In third degree (complete) heart block (CHB) there is no electrical connection between the atria and the ventricle. It is common and serious – untreated, most patients with acquired CHB die within 2 months, many much earlier. At the moment when the electrical connection between the atria and the ventricle is severed, several events occur:
- Firstly, in many patients, ventricular standstill occurs, causing total loss of cardiac output and syncope. Ventricular asystole typically lasts for seconds rather than minutes. In some patients ventricular activity never resumes and death occurs.
- Secondly, a spontaneous pacemaker starts up in the specialized conducting tissue of the ventricle immediately below the level of the block (Table 57.1). The higher up the block is in the conducting system, the higher the level of the tissue immediately below the block that can act as a pacemaker and the higher is the spontaneous heart rate (Fig. 57.1a,b). Spontaneous ventricular rates in CHB typically vary between 15–40 b/min. The higher the level of block, the more conducting tissue that the impulse can use, so the narrower the QRS complex.
ECG appearance of CHB
- The key ECG finding is atrioventricular (AV) dissociation, i.e. there is no relationship between the P waves and the QRS complex (Figs 57.1a,b & 57.2a,b).
- In atrial fibrillation (AF), P waves are not visible, so one cannot determine the relationship between atrial activity and QRS complexes. Complete heart block is diagnosed in AF by determining the regularity or otherwise of the QRS complexes. In AF with intact conducting tissue, QRSs occur irregularly. In AF with CHB, the QRS complexes occur regularly.
Symptoms in CHB
The symptoms are predictable from knowing the electrical events in CHB. With the onset of CHB, asystole develops and brief syncope results, followed by rapid and full recovery of higher mental faculties as the escape rhythm develops, restoring cardiac output. Though the heart is beating slowly, the cardiac output is rarely depressed enough to cause symptoms at rest. However, the exercise heart rate and cardiac output are greatly depressed, resulting in effort breathlessness, fatigue, possibly angina, and tiredness. Examination shows bradycardia, AV dissociation in the venous pressure and variable intensity of the first heart sound, an ejection flow murmur and sometimes signs of heart failure.
Prognosis
The outlook in the absence of treatment is poor. Increasingly long episodes of asystole followed by increasingly slow escape beats are likely, resulting in further syncope, until finally asystole occurs not followed by a ventricular escape rhythm and death.
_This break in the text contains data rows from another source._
PR #2029, opened 2022-12-01
2028 setcontext doesnt suspend correct task with threads

### LINKED ISSUE #2028: SetContext doesn't suspend correct task with threads
**Describe the bug**
When there are nested tasks, the suspended task isn't tracked properly causing an assert to fail.

lifflander:
Fixes #2028

### DIFF
--- a/src/vt/context/runnable_context/set_context.cc
+++ b/src/vt/context/runnable_context/set_context.cc
@@ -80,7 +80,13 @@ void SetContext::suspend() {
     print_ptr(this), print_ptr(prev_task_.get()), print_ptr(cur_task_.get())
   );
 
-  finish();
+  // Get the innermost task, that actually called for this thread to block
+  suspended_task_ = theContext()->getTask();
+
+  if (suspended_task_ != nullptr)
+    vtAssert(prev_task_ == nullptr, "There should be no prev_task");
+
+  ContextAttorney::setTask(prev_task_);
 }
 
 void SetContext::resume() {
@@ -90,7 +96,9 @@ void SetContext::resume() {
     print_ptr(this), print_ptr(prev_task_.get()), print_ptr(cur_task_.get())
   );
 
-  start();
+  prev_task_ = theContext()->getTask();
+  ContextAttorney::setTask(suspended_task_);
+  suspended_task_ = nullptr;
 }
 
 }} /* end namespace vt::ctx */
--- a/src/vt/context/runnable_context/set_context.cc
+++ b/src/vt/context/runnable_context/set_context.cc
@@ -83,8 +83,7 @@ void SetContext::suspend() {
   // Get the innermost task, that actually called for this thread to block
   suspended_task_ = theContext()->getTask();
 
-  if (suspended_task_ != nullptr)
-    vtAssert(prev_task_ == nullptr, "There should be no prev_task");
+  vtAssert(prev_task_ == nullptr, "There should be no prev_task");
 
   ContextAttorney::setTask(prev_task_);
 }
--- a/src/vt/scheduler/thread_action.cc
+++ b/src/vt/scheduler/thread_action.cc
@@ -73,11 +73,16 @@ ThreadAction::~ThreadAction() {
 void ThreadAction::run() {
   ctx_ = make_fcontext_stack(stack_, runFnImpl);
 
+  // `jump_fcontext` transfers control to the fcontext thread indicated by `ctx_`
+  // that we just set up.  Control will 'return' from `jump_fcontext` to here when
+  // that thread eventually suspends or completes
   auto prev_running = cur_running_;
   cur_running_ = this;
 
   transfer_in_ = jump_fcontext(ctx_, static_cast<void*>(this));
 
+  // reset the current running thread ID after we finish or suspend the current
+  // thread
   cur_running_ = prev_running;
 }
 
@@ -91,6 +96,7 @@ void ThreadAction::resume() {
     return;
   }
 
+  // the same logic in run() applies here
   auto prev_running = cur_running_;
   cur_running_ = this;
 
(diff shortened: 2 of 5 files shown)


PhilMiller (approved):

PhilMiller:
Someone else should review this besides me, because Jonathan and I pair-programmed it. In particular, it would be valuable to get some assurance that someone else can understand what's going on, or get us to write the comments that enable that understanding.

PhilMiller:
The threading test looks good. I'm glad it turned out to be so simple to set up and catch the issue

tests/unit/active/test_async_op_threads.cc
```diff
@@ -71,7 +73,6 @@ struct MyObjGroup {
 
     // get the epoch stack and store the original size
```
nlslatt, line 74: Stale comment.

tests/unit/active/test_async_op_threads.cc
```diff
@@ -104,7 +105,7 @@ struct MyObjGroup {
     theMsg()->pushEpoch(cur_ep);
     theMsg()->pushEpoch(cur_ep);
 
-    EXPECT_EQ(epoch_stack.size(), original_epoch_size + 2);
+    auto const previous_stack_size = epoch_stack.size();
```
nlslatt, line 108: Could you make the epoch stack size names less ambiguously self-documenting? The relationship between `previous_stack_size` and `stack_before` is not at all clear.

tests/unit/active/test_async_op_threads.cc
```diff
@@ -91,11 +92,11 @@ struct MyObjGroup {
     }
     auto op2 = std::make_unique<messaging::AsyncOpMPI>(
       req2,
-      [this,original_epoch_size]{
+      [this]{
         done_ = true;
         // stack should be the size before running this method since we haven't
         // resumed the thread yet!
-        EXPECT_EQ(theTerm()->getEpochStack().size(), original_epoch_size - 2);
+        EXPECT_EQ(theTerm()->getEpochStack().size(), stack_before);
```
nlslatt, line 99: The comment above doesn't adequately explain this to me.

nlslatt (commented):
It would be helpful for me to see more comments related to the transfer in/out stuff in `ThreadAction` (I have no experience with fcontext).

PhilMiller:
Testing as a hot patch in EMPIRE also passed

src/vt/context/runnable_context/set_context.cc
```diff
@@ -80,7 +80,13 @@ void SetContext::suspend() {
     print_ptr(this), print_ptr(prev_task_.get()), print_ptr(cur_task_.get())
   );
 
-  finish();
+  // Get the innermost task, that actually called for this thread to block
+  suspended_task_ = theContext()->getTask();
+
+  if (suspended_task_ != nullptr)
```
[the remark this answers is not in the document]
PhilMiller: I don't think there is any. If there's no nested task, then `suspended_task_ == this`

We can probably remove the `if` and just assert unconditionally.

PhilMiller:
> It would be helpful for me to see more comments related to the transfer in/out stuff in `ThreadAction` (I have no experience with fcontext).

I agree. I don't entirely understand it either, and Jonathan had to work at explaining it to me.

Do you think that's essential to moving this forward?

src/vt/context/runnable_context/set_context.cc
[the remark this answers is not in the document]
PhilMiller: What's going on here is essentially that a threaded task is always supposed to be the outermost, which corresponds to the assertion.

(writing the following mostly for my own edification / future source of documentation, rather than in answer to this particular question)

When `ThreadAction::suspend()` gets called, the `jump_fcontext` switches control to whichever of `ThreadAction::run` or `ThreadAction::resume` called into it, and the return from those goes back to the bits of runnable that call the `SetContext` methods, as well as all of the other runnable contexts bits (LB, tracing, TD, etc). At that point, it will call `SetContext::suspend` on the runnable owning the thread that it ran, rather than any nested runnable task that the thread had called into (e.g. via `invoke` or some other handler executed in-line). That runnable should always have been called directly from the vt scheduler.

Which makes me realize that we still have a hypothetical nesting problem if some code inside a threaded handler calls `runInEpoch*` or `runThroughEpoch` or anything that turns the scheduler, if there might then be suspensions of threads run within that. I think we can address that by evolving those to run the nested scheduler in a fresh thread, rather than recursively, but that's the next level of stuff to figure out and fix.

@lifflander want to write a test case for the (... in a different issue, please?)?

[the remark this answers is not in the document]
PhilMiller: Testing of the current codebase passed with that assertion being made unconditionally, at least.

src/vt/scheduler/thread_action.cc
```diff
@@ -72,7 +72,13 @@ ThreadAction::~ThreadAction() {
 
 void ThreadAction::run() {
   ctx_ = make_fcontext_stack(stack_, runFnImpl);
+
+  auto prev_running = cur_running_;
+  cur_running_ = this;
+
```
PhilMiller, line 78:
```suggestion

// `jump_fcontext` transfers control to the fcontext thread indicated by `ctx_` that we just set up.
// Control will 'return' from `jump_fcontext` to here when that thread eventually suspends or completes
```

nlslatt:
@lifflander @PhilMiller Is someone going to address my other review comments like deleting the stale comment?

PhilMiller:
Should be Jonathan, as author of those tests

lifflander:
Ok, I've finally finished with my comments and fixes and pushed.

nlslatt (approved):
Looks good to me

Issue #2025, opened 2022-11-30
Default value in build script


stmcgovern:
Following #1906, the build_cpp.sh does not complete as `CMAKE_CXX_STANDARD` is not set by default. Provide a default value (i.e. 14).

stmcgovern:
Closing as this is superseded by #2024 and PR #2032.

PR #2032, opened 2022-12-02
#2024: Fix CI issue with empty CXX standard variable

### LINKED ISSUE #2024: Documentation pipeline is broken
**Describe the bug**
```
-- Found Git: /usr/bin/git (found version "2.17.1") 
fatal: detected dubious ownership in repository at '/vt'
To add an exception for this directory, call:

	git config --global --add safe.directory /vt
```

thearusable:
Closes #2024


cz4rs (approved):

PhilMiller:
Also, what's the relationship between this change and the error shown in the linked issue?

PhilMiller:
I believe Cezary understands, given his quick approval, but it's helpful to write things down so the rest of us can follow later

thearusable:
@PhilMiller Force option is for overriding the already existing value in `CMAKE_CXX_STANDARD`, without that CMake's set function will not modify the value. In our case it was incorrectly set to an empty string. 
So now even if we set that variable to `""` in the script then it will still work properly because it would override it with the default value of `14`.
Previously there was also a small issue in the scripts which will pass `""` when no value is set. Now they will set a proper default value.

PhilMiller:
It seems that if the variable is set with nonsense, we shouldn't carry on and try to do something that looks sensible. If it's a likely user mistake, we should detect it and report the error. Otherwise, I don't think we should try to compensate for a script bug that we know about and are fixing.

Is there some subtlety here I'm missing?

thearusable:
No, you are right. Ok so I'll remove the FORCE option. Scripts will not create that issue again and if user set some gibberish then it would fail as on the pipeline right now.

PhilMiller (approved):

stmcgovern (approved):
I'll close #2025 since this PR includes that and an additional fix.

lifflander (approved):

PR #2034, opened 2022-12-06
#2033: lb: rewrite and fix bugs in OfflineLB/LBDataRestartReader

### LINKED ISSUE #2033: Simplify and fix OfflineLB
**Describe the bug**

**To Reproduce**

**Expected behavior**

**Screenshots**

**Additional context**

lifflander:
Fixes #2033


lifflander:
Tests are coming.

src/vt/vrt/collection/balance/lb_data_restart_reader.cc
```diff
@@ -78,45 +78,15 @@ void LBDataRestartReader::startup() {
...
-
-std::deque<std::set<ElementIDType>> LBDataRestartReader::readIntoElementHistory(
-  LBDataHolder const& lbdh
-) {
-  std::deque<std::set<ElementIDType>> element_history;
-  for (PhaseType phase = 0; phase < lbdh.node_data_.size(); phase++) {
-    std::set<ElementIDType> buffer;
+void LBDataRestartReader::readHistory(LBDataHolder const& lbdh) {
+  num_phases_ = lbdh.node_data_.size();
+  for (PhaseType phase = 0; phase < num_phases_; phase++) {
```
nlslatt, line 83: This seems to assume that a file with `N` phases will contain specifically phases `0` through `N-1`. Now that we have the ability to selectively output phases to the LB data files, I think this is no longer a safe assumption.

Do we want to handle cases where the file contains gaps in phase ranges that may not even be reached by this run? We should at least give a better error message than just an out of range exception when we fail to find an expected phase.

Do we want to allow cases where `OfflineLB` is only used for a subset of particularly challenging phases, eliminating the requirement to have a continuous range of phases of history available?

Do we want to allow reading in only a subset of phases from potentially very large files?

tests/unit/lb/test_offlinelb.cc
```diff
@@ -0,0 +1,144 @@
...
+// POSSIBILITY OF SUCH DAMAGE.
+//
+// Questions? Contact darma@sandia.gov
+//
+// *****************************************************************************
+//@HEADER
+*/
+
+#include <vt/transport.h>
+
```
nlslatt, line 45: Looks like you need an additional include.

nlslatt (commented):
I wonder if we need to make this more general. Please see the comment below.

src/vt/vrt/collection/balance/lb_data_restart_reader.cc
lifflander: Good point. I think you are right that we need to consider cases where not all phases are output.

src/vt/vrt/collection/balance/lb_data_restart_reader.cc
```diff
@@ -78,45 +78,22 @@ void LBDataRestartReader::startup() {
...
-    for (auto const& obj : lbdh.node_data_.at(phase)) {
-      if (obj.first.isMigratable()) {
-        buffer.insert(obj.first.id);
+void LBDataRestartReader::readHistory(LBDataHolder const& lbdh) {
+  num_phases_ = lbdh.node_data_.size();
+  PhaseType prev_known_phase = 0;
+  for (PhaseType phase = 0; phase < num_phases_; phase++) {
+    auto iter = lbdh.node_data_.find(phase);
+    if (iter == lbdh.node_data_.end()) {
+      history_[phase] = history_[prev_known_phase];
```
nlslatt, line 87: This is an interesting solution to the problem. Could we end up using too much memory this way? My original thought was that the LB interval would likely not be 1, so only a subset of the phases would be needed anyway. I think it's also possible to mix `OfflineLB` with another load balancer (on different phases) by using an LB config file.

lifflander: I agree that it uses more memory than necessary. It was just the easiest way to write the code. I can do a search each time instead that will find the last previous known phase.

lifflander: Ok based on our conversation, for the sake of this PR, we are going to assume that the phase specification is dense is fully specified for every phase up to num_phases.

src/vt/vrt/collection/balance/lb_data_restart_reader.h
```diff
@@ -83,67 +83,96 @@ struct LBDataRestartReader : runtime::component::Component<LBDataRestartReader>
...
   template <typename Serializer>
   void serialize(Serializer& s) {
-    s | msgsReceived
-      | totalMove
-      | proxy_
-      | proc_move_list_
-      | proc_phase_runs_LB_;
+    s | proxy_
+      | changed_distro_
+      | num_phases_;
```
nlslatt, line 122: Should the serializer include `history_`?

lifflander: Fixes

nlslatt (approved):
Looks good to me

PR #2118, opened 2023-03-27
#2117: location: add new assertions to detect duplicate insertions

### LINKED ISSUE #2117: Check for duplication elements during collection insertion
**What Needs to be Done?**

Add a layer of debugging for this case

lifflander:
Fixes #2117


src/vt/vrt/collection/collection_builder.impl.h
```diff
@@ -131,7 +131,8 @@ void CollectionManager::makeCollectionImpl(param::ConstructParams<ColT>& po) {
 
   // Invoke getCollectionLM() to create a new location manager instance for
   // this collection
-  theLocMan()->getCollectionLM<IndexType>(proxy);
```
PhilMiller, line 134: Kinda ugly that a method named `getFoo` has a side effect of creating said Foo

PR #2120, opened 2023-03-28
#2046: build: remove detector as dependency

### LINKED ISSUE #2046: Replace `detector` library with C++17
**What Needs to be Done?**
Replace, as much as possible, use of [detector](https://github.com/DARMA-tasking/detector) with C++17 constructs.

If it is possible to get rid of it completely, remember to remove it from build scripts, CMake and documentation, and archive the repository as well.

lifflander:
Fixes #2046


PhilMiller (approved):

PhilMiller:
The branch format check that failed doesn't like the `++` in the branch name, I don't think. If that's all, we can just override it.

cz4rs (approved):
Looks good to me.

cz4rs:
`gcc-10` build now fails because of `vt-sample-project`:
```
CMake Error at build_with_tpl.cmake:13 (add_subdirectory):
  add_subdirectory given source "TPL/detector" which is not an existing
  directory.
  CMakeLists.txt:11 (include)


CMake Error at build_with_tpl.cmake:14 (add_subdirectory):
  The source directory

    /build/vt/vt-sample-project/TPL/checkpoint

  does not contain a CMakeLists.txt file.
  CMakeLists.txt:11 (include)
```

lifflander:
Yes, this is going to fail until we update vt-sample-project.

ci/build_vt_sample.sh
```diff
@@ -20,9 +20,8 @@ if test "$is_alpine" -eq 0 && test "${VT_CI_BUILD:-0}" -eq 1
 then
     export VT=${source_dir}
     export VT_BUILD=${build_dir}/vt
-    export VT_INSTALL=${VT_BUILD}/install
-    export DETECTOR=${build_dir}/detector
-    export CHECKPOINT=${DETECTOR}/build/checkpoint
+    export VT_INSTALL=${VT_BUILD}/install/cmake
+    export CHECKPOINT=${build_dir}/checkpoint
```
PhilMiller, line 24: As a separate matter, we should probably move away from this script seemingly getting checkpoint from the build directory. Either it should be installed, or it should be nested in vt.

PR #2123, opened 2023-03-29
#2119: cmake: install target for checkpoint when included in lib

### LINKED ISSUE #2119: vt doesn't install checkpoint and detector if they are added as subdirectories to vt
**Describe the bug**

Reproduced by @lifflander . If VT includes checkpoint and detector as subdirectories, it doesn't install them properly and downstream code will fail to find them.

lifflander:
Fixes #2119

### DIFF
--- a/src/CMakeLists.txt
+++ b/src/CMakeLists.txt
@@ -340,3 +340,10 @@ export(
   FILE                      "vtTargets.cmake"
   NAMESPACE                 vt::runtime::
 )
+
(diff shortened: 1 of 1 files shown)


PhilMiller:
This looks sensible, but my knowledge of CMake is too limited to be confident that it's right.

stmcgovern:
This works for me. Thanks @lifflander

stmcgovern (approved):

PR #2129, opened 2023-04-08
#2122: Silence `icpc` deprecation warning

### LINKED ISSUE #2122: Add `-diag-disable=10441` to `CMAKE_CXX_FLAGS` for icpc build
**What Needs to be Done?**

On the `icpc` CI pipeline builds, we should add `-diag-disable=10441` to `CMAKE_CXX_FLAGS` so that we're not bombarded with warnings about the known EOL status of that compiler.

We currently get this message for every file:
> `intel-cc: remark #10441: The Intel(R) C++ Compiler Classic (ICC) is deprecated and will be removed from product release in the second half of 2023. The Intel(R) oneAPI DPC++/C++ Compiler (ICX) is the recommended compiler moving forward. Please transition to use this compiler. Use '-diag-disable=10441' to disable this message.`

JacobDomagala:
Fixes #2122


cmake/load_bundled_libraries.cmake
```diff
@@ -41,9 +41,12 @@ set(BROTLI_DISABLE_TESTS ON)
 # we need to disable bundled mode so it will install properly
 set(BROTLI_BUNDLED_MODE OFF)
 set(BROTLI_BUILD_PORTABLE ON)
-set(BROTLI_LIBRARY brotlicommon-static brotlienc-static brotlidec-static)
+set(BROTLI_BUILD_SHARED_LIBS OFF)
```
JacobDomagala, line 44: `vt` is only using static libs. This shouldn't affect anyone, I think.

cmake-modules/SetCXXCompilerFlags.cmake
```diff
@@ -11,6 +11,12 @@ function(set_darma_compiler_flags vt_target)
     endif ()
   elseif (CMAKE_CXX_COMPILER_ID STREQUAL IntelLLVM AND CMAKE_CXX_COMPILER_VERSION VERSION_GREATER_EQUAL 2021.3.0)
     list(APPEND TARGET_PRIVATE_CXX_FLAGS -fhonor-infinites -fhonor-nans)
+  elseif (${CMAKE_CXX_COMPILER_ID} MATCHES "Intel")
```
PhilMiller, line 14: Should the be `MATCHES` or `STREQUAL`? Will we end up adding this flag for `icpx`?

lifflander: Can you resolve this @JacobDomagala?

lifflander (approved):
Approved once Phil's comment is addressed.

JacobDomagala:
> Why are the Brotli build changes part of this PR?

Brotli builds static and shared libs and both of them generate `icpc` deprecation warnings. To fix that I disabled generation of shared libs (we don't need them since `vt` is only using static ones).

cmake-modules/SetCXXCompilerFlags.cmake
JacobDomagala: Changed to `STREQUAL`

nlslatt (approved):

Occasionally the bradycardia leads to a high-grade ventricular arrhythmia, often a long QT dependent arrhythmia such as torsade-de-pointes. Clearly this is lethal unless terminated quickly.
Treatment
Most acquired CHB requires a permanent pacemaker. Whether a temporary pacemaker (‘wire’) is needed prior to the permanent pacemaker depends on the stability of the escape rhythm, the safety of temporary wire insertion locally and the delay in permanent pacemaker implantation. Unstable rhythms are those where syncope (i.e. significant asystole) has occurred, where the heart rate is very low (i.e. ≤ 30 b/min) or the QRS complex is broad. Escape beats with a continually changing QRS morphology indicate a very high risk of early asystole. Complete heart block that does not require a temporary or permanent pacemaker needs to have a stable escape rhythm and a reversible cause, e.g. CHB complicating an inferior wall ST segment elevation myocardial infarction (STEMI). Congenital CHB (due to maternal systemic lupus erythematosus [SLE] damaging fetal cardiac conducting tissue in utero) is often managed without pacing, though there is accumulating data that permanent pacemakers may prolong life.